При институте работал медицинский пункт. Но мы чаще всего обращались в платную поликлинику на Лубянской площади. Там все было на удивление просто: пришел, уплатил в кассу деньги, получай помощь. Никакой тебе проволочки, никакой волынки. Особенно четко и надежно работала в поликлинике зубоврачебная служба. Многие уезжали домой со здоровыми, капитально вылеченными зубами.

Умные руководители курсов понимали, как важно приобщать нас, провинциалов, к столичной культуре. Была разработана специальная программа культобслуживания. Мы сумели посетить многие музеи, художественные выставки, побывали в театрах. В МХАТе посмотрели «Дни Турбиных». Спектакль нам не просто понравился, каждого задел за живое, взволновал. Особенно пришелся по душе Алексей Турбин — один из главных героев глубокой и смелой пьесы Михаила Булгакова. Прямо-таки восхищались артистом Николаем Хмелевым, неповторимо сыгравшим роль Алексея Турбина. Мы недоумевали: да что же это такое — мастер из мастеров и ничем не отмечен?
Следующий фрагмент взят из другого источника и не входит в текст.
Issue #261, opened 2020-03-14
modmail preview: fix relative urls


creesch:
When typing /r/sub or /u/user clicking on them doesn't work as we are in the `mod` subdomain.

Geo1088:
This will be a bit of a pain to work on because Snuownd doesn't have any flag or option for outputting fully-qualified URLs for these. Our options are either to fork Snuownd and add that functionality ourselves, or write some jank regex substitution to add `https://www.reddit.com` to the beginning of all generated `href`s that start with `/`.

Geo1088:
We could probably fix this for 5.3.1 if we just do it the jank way, `.replace('href="/r/', 'href="https://www.reddit.com/r/').replace('href="/u/', 'href="https://www.reddit.com/user/')`

Thoughts?

SpyTec:
Not really a jank way, but yeah. Simple regex replace would suffice

creesch:
afaik you can't type relative urls from modmail normally so we can just replace ` href="/`, right?

creesch:
though people can manually I suppose...

Geo1088:
Actually yeah, that does make sense, just `.replace(/href="/g, 'href="https://www.reddit.com/')` should do the trick. Relative URLs I don't think we need to worry about.

SpyTec:
Right it's relative URLs.. Reddit makes these links full-links after submission

![image](https://user-images.githubusercontent.com/6598829/77259080-4e635300-6c7f-11ea-9969-8a6fc998261e.png)

Issue #301, opened 2020-04-20
Modmail preview displays < > as &lt; &gt;


Geo1088:
likely related #280

creesch:
Oh that might be the result of purify and the markdown render thing not playing nice...

PR #302, opened 2020-04-20
Modmail preview fixes

### LINKED ISSUE #280: Some HTML tags aren't displayed in Modmail Preview
As the title says, some HTML tags (and things starting with `<` in general) aren't displayed in the Modmail Preview.

screenshot

creesch:
So far fixes Fix #280 and #301 (dunno why I thought it was 330 before..)

Slightly less secure I suppose as we render first then purify it but the other way around makes things go wonky as seen in the two linked issues.


creesch:
Also fixes #261 now.

Issue #118, opened 2019-07-09
Replace RR HTML parsing with replaced tokens


Geo1088:
Instead of using stuff like `<textarea>`, `<select>`, `<input>` inside removal reason bodies to get custom text input, we should have tokens that are replaced with the appropriate elements without having to parse HTML. For example:

- `<input type="text">` ~> `{textfield}`
- `<textarea>` ~> `{textarea}`
- `<select>` ~> `{option|other option|etc}`

things we'll have to do

- [ ] new schema version, remove html parsing
- [ ] write conversion from old to new (make sense of as much old html as we can)
- [ ] implement syntax for the multiple-choice one - will probably require regex parsing, and should also support escaping the inner pipes and right-brace if possible so those can be included literally in options

SpyTec:
I would suggest to use `|` as delimiter as it's seldom used in comments/posts.

And for templating, I'd suggest to mix two chars for start and finish, or use them twice. 
```
{$ thing here $}
{% thing here %}
{{ thing here }} <-- I prefer this one
```

This is so you can use the characters in the comments without running into issues so easily. And we can make sure people can fix it if they want by escaping

```
{{select
|I am an option
|I'm \{\{ enclosed }}
}}
```

If we ever introduce parameters for types, we can do something like 
```
{{switch;name:fancyname|Switch label here}}
{{select;typeahead;hidden-by:fancyname|foo|bar|baz}}
```

creesch:
Just going over issues at the moment and wanted to note that: 

> I would suggest to use | as delimiter as it's seldom used in comments/posts.

Probably isn't true as I have seen it used in footers a bunch to put in a bunch of links to stuff like rules, wikis, etc. 

Not sure what the best approach here is except possibly building in escape functionality for whatever delimiter character we decide on.

SpyTec:
So, instead of doing tokens. Another option would be to keep HTML parsing but utilize web-components (if that's possible).

* `<input type="text">` ~> `<tb-text>`
* `<textarea>` ~> `<tb-text multiline>`
* `<select>` ~> `<tb-select><tb-option option></tb-option></tb-select>`

This means we can 
* filter out everything that isn't our components,
* associate toolbox info for each component, and
* still parse HTML to get attributes in an easy way

PR #305, opened 2020-04-27
Support placeholder, label, value attributes in removal reasons

molenzwiebel:
As per [this](https://www.reddit.com/r/toolbox/comments/g8zjfx/feature_request_support_for_label_attribute_for/) feature request on the sub, this PR adds support for the `placeholder`, `label` and `value` attributes in removal reasons.

The linked post explains the reasoning behind allowing the attributes. Internally, the default removal reason already had a placeholder but it was never parsed because it was missing from the whitelist.

I've confirmed that the `label`/`value` attribute on `<option>` tags works as expected. I've also confirmed that an empty textarea with a placeholder will not take that placeholder as value or other weirdness.

### DIFF
--- a/extension/data/modules/removalreasons.js
+++ b/extension/data/modules/removalreasons.js
@@ -394,7 +394,7 @@ function removalreasons () {
 
                     // Set up markdown renderer
                     SnuOwnd.DEFAULT_HTML_ELEMENT_WHITELIST.push('select', 'option', 'textarea', 'input');
-                    SnuOwnd.DEFAULT_HTML_ATTR_WHITELIST.push('id');
+                    SnuOwnd.DEFAULT_HTML_ATTR_WHITELIST.push('id', 'placeholder', 'label', 'value');
                     const parser = SnuOwnd.getParser(SnuOwnd.getRedditRenderer(SnuOwnd.DEFAULT_BODY_FLAGS | SnuOwnd.HTML_ALLOW_ELEMENT_WHITELIST));
 
                     // Render header and footer
--- a/extension/data/modules/removalreasons.js
+++ b/extension/data/modules/removalreasons.js
@@ -685,7 +685,9 @@ function removalreasons () {
                 // Get input from HTML-formatted reason
                 const htmlReason = $this.find('.reason-content');
                 htmlReason.find('select, input, textarea').each(function () {
-                    customInput.push(this.value);
+                    // Value, if it is not empty. If it is, placeholder.
+                    // If no placeholder, empty string.
+                    customInput.push(this.value || this.placeholder || '');
                 });
 
                 // Get flair data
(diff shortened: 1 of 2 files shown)


creesch:
Oh boy, we have been holding back on removal reason html parsing things due to #118 probably okay here I suppose but good to know for the future. 

@Geo1088 what do you think?

Geo1088:
Was mostly holding back from implementing the placeholder thing just because I didn't want to put in the effort before tackling #118. If somebody else has already written it in though, I don't see an issue with including it now, especially since we're clearly in no rush to take care of #118.

Also related: https://www.reddit.com/r/toolbox/comments/er30rx/issues_with_placeholder_text_in_multiline_inputs/

Geo1088:
Is this PR tested? I don't see anything here that would make `placeholder` work as expected, since the value of a blank `<textarea placeholder="...">` is still an empty string IIRC.

molenzwiebel:
As per my initial message, 

> I've also confirmed that an empty textarea with a placeholder will not take that placeholder as value

If you want to be consistent with the entirety of the map, then placeholders should act as hints for the user and not as default values. With that in mind, treating empty textareas as empty even if they have a placeholder attribute seems to be the right call.

Geo1088:
Must've missed that, my bad. The feature request I linked asks for `placeholder` to be used as a default value used if no text is typed, which seems like a reasonable request to me. I'm not sure what good whitelisting it does otherwise - it'd be a hint for what to type there, but isn't that normally evident by the rest of the message?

Напрасно беспокоились. Вскоре Хмелев получил и звания, и ордена. Жаль только, что жил мало, рано — в 1945 году — умер.

Разгром

Я вернулся с курсов осенью. Пожелтели березы под окном. Зачастили холодные ветры с севера. Осень стучалась во все окна. Но то, что происходило в природе, никак не касалось внутренней жизни редакции. Тут всё оставалось на том же месте и в таком же виде, как и три месяца назад. Впрочем, одна перемена произошла — исчез иностранный отдел. В «Красной Карелии» — газете пограничной республики — всегда, с первых лет советской власти, был такой отдел. По крайней мере, последние два года на третьей странице каждую неделю появлялся высокий подвал под броским заголовком. Это была очередная статья Укко (Старика) о положении в буржуазной Финляндии. Статьи Укко нравились читателям. Они находили и международный отклик. Укко — Михаил Ишуков, выходец из Спасской Губы. Худенький бледнолицый человек, он с утра до вечера тихо сидел в углу за столом, заваленным финскими газетами, читал их, думал, писал. У него получалось. Это был прирожденный международный обозреватель! Все шло нормально, по-заведенному. Но однажды некая высокая инстанция вдруг решила: иностранный отдел в областной газете не положен. Ишукова направили в родную Спасскую Губу — тогда центр Петровского района — редактором районной газеты «Петровский ударник». В 1938 году он был арестован и расстрелян. В 1989 году — более чем через полстолетия! — реабилитирован.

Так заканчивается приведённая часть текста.